Exercise =>
The answer should consist solely of the lines from the first one below through the line containing "Previous behavior: A", copied exactly.

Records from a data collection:
---*---

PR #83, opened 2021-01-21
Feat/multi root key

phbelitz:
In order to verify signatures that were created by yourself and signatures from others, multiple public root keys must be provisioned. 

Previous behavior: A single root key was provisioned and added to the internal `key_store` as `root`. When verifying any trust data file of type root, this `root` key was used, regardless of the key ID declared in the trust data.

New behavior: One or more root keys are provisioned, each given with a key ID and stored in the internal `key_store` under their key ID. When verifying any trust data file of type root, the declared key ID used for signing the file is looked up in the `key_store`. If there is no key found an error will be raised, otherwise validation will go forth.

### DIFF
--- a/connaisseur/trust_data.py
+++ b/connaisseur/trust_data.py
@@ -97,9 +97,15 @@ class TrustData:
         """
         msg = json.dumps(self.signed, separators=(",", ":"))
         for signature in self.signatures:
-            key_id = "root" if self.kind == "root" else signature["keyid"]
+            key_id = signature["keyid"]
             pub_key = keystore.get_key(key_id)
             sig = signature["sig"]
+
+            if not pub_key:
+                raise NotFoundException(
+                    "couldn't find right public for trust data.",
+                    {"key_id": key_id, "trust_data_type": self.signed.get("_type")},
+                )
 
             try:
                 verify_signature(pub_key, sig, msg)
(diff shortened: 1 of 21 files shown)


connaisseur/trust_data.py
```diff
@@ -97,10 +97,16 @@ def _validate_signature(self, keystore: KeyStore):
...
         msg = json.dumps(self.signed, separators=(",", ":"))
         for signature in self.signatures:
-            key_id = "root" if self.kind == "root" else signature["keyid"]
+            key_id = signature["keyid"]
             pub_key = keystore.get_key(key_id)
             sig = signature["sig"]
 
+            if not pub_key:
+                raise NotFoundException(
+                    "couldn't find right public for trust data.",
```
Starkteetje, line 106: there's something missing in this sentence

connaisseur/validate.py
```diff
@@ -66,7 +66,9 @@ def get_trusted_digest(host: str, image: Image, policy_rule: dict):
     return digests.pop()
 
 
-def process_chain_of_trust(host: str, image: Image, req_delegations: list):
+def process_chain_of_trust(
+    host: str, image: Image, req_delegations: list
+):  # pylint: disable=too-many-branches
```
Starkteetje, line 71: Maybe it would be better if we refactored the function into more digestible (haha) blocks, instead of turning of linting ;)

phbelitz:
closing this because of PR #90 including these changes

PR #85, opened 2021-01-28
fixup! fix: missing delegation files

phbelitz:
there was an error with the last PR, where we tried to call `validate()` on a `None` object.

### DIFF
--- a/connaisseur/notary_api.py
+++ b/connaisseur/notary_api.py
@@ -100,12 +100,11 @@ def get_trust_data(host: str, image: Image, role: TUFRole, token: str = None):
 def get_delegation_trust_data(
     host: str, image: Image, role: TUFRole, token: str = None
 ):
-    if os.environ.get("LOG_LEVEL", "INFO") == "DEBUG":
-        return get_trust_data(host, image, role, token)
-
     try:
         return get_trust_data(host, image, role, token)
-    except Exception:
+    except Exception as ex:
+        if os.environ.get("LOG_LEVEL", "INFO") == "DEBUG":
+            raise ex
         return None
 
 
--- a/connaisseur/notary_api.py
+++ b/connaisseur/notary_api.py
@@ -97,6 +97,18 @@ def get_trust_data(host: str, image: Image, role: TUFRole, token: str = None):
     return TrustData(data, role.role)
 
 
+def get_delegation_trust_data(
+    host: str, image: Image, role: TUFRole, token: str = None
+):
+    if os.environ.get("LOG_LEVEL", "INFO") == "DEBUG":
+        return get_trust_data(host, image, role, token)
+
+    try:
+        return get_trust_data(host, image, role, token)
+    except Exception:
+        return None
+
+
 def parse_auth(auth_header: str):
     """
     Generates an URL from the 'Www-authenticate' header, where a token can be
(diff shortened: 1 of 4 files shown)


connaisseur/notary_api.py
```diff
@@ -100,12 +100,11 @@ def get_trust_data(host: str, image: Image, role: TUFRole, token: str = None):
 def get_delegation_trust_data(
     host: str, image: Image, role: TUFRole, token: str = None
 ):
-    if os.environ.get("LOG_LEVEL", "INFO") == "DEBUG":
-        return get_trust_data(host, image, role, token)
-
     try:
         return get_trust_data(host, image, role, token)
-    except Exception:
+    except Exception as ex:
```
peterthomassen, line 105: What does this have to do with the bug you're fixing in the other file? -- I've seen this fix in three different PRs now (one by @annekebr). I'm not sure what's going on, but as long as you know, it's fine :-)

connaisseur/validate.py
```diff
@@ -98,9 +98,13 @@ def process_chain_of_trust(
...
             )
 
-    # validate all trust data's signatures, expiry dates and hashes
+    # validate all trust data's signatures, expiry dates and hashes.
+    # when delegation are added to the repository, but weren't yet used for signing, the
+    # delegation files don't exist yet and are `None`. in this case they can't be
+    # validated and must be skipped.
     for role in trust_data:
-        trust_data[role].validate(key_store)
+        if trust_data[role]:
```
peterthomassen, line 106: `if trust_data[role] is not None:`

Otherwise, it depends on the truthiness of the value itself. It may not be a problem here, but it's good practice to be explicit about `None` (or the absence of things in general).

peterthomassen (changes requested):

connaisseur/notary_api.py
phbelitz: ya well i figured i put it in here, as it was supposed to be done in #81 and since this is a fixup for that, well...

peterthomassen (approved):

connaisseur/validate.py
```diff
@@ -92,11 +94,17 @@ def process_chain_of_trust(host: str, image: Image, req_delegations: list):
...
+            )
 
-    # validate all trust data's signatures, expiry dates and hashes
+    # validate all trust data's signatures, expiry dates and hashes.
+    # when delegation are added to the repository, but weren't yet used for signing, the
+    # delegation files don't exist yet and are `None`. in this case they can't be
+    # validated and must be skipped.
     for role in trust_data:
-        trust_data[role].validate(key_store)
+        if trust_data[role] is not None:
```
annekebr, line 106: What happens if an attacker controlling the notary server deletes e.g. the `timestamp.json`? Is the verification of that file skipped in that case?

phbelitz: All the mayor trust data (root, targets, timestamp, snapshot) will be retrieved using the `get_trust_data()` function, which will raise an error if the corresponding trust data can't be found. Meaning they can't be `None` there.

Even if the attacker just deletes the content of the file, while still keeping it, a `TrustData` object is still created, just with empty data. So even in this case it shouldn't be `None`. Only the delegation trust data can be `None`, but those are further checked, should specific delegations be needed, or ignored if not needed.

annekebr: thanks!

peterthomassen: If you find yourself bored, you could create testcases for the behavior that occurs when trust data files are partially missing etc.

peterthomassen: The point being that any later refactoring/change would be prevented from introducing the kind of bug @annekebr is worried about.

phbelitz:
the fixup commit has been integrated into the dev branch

---*---

Expected answer =>
PR #83, opened 2021-01-21
Feat/multi root key

phbelitz:
In order to verify signatures that were created by yourself and signatures from others, multiple public root keys must be provisioned. 

Previous behavior: A single root key was provisioned and added to the internal `key_store` as `root`. When verifying any trust data file of type root, this `root` key was used, regardless of the key ID declared in the trust data.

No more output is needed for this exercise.